##### Data for analysis #####

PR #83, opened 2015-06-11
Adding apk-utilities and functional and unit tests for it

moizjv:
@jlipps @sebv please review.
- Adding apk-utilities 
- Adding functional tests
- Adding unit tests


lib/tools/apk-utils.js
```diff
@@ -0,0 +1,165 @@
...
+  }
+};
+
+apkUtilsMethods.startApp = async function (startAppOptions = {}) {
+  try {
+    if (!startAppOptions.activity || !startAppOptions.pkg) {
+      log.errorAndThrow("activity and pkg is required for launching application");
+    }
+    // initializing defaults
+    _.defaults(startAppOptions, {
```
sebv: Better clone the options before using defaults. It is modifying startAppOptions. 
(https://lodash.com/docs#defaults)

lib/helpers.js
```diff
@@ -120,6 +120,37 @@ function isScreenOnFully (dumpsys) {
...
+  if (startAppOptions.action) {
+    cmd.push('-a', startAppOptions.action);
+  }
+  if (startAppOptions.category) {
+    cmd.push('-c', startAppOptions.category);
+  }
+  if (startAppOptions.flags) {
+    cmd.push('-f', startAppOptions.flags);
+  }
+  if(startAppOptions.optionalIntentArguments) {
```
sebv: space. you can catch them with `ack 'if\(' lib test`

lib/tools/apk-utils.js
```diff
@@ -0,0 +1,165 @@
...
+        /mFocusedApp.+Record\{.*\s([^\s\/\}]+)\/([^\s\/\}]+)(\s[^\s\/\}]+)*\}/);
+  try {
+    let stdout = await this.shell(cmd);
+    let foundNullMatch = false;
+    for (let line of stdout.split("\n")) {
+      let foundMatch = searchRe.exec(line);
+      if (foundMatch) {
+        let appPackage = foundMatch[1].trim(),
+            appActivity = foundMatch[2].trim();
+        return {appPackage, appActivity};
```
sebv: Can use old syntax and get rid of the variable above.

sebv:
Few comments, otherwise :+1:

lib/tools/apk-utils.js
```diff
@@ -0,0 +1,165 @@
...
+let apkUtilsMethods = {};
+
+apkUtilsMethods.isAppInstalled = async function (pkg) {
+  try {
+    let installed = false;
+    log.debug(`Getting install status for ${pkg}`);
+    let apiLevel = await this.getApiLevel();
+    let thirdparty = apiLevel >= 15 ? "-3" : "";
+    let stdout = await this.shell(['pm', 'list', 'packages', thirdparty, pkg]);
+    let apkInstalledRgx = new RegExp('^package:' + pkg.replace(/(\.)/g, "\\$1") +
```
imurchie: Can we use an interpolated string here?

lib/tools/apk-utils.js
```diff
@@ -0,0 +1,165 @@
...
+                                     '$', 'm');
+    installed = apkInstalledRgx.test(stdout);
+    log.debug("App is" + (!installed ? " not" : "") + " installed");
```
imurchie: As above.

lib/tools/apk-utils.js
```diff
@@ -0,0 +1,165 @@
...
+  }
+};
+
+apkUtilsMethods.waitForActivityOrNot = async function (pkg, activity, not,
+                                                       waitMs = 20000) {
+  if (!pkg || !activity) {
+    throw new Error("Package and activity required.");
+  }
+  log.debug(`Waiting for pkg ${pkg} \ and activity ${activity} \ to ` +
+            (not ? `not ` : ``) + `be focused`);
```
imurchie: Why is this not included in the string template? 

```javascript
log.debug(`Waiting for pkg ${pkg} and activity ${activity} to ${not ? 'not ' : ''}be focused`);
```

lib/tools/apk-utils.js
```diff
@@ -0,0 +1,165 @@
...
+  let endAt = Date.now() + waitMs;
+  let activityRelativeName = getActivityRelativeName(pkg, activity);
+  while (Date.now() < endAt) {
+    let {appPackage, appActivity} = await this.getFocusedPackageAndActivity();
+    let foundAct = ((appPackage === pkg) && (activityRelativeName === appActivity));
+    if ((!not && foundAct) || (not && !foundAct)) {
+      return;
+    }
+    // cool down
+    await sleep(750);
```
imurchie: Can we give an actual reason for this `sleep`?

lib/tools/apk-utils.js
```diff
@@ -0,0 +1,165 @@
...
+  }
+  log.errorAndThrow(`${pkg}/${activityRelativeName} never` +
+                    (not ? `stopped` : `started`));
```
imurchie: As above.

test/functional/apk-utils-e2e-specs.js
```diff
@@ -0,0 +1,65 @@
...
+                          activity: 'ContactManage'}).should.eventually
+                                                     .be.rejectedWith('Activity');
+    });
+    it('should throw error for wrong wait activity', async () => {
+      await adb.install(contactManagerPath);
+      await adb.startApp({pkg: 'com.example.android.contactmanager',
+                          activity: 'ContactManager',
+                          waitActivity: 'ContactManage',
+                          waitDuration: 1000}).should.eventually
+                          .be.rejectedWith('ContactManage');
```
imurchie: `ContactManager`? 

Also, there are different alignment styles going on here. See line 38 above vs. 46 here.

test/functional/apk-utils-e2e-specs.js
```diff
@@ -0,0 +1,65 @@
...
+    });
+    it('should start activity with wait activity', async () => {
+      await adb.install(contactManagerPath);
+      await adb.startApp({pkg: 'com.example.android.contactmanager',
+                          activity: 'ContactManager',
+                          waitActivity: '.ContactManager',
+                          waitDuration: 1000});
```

#####

### Task directions
Pull out each line of the listing that holds the string "category".

### Task solution
+  if (startAppOptions.category) {
+    cmd.push('-c', startAppOptions.category);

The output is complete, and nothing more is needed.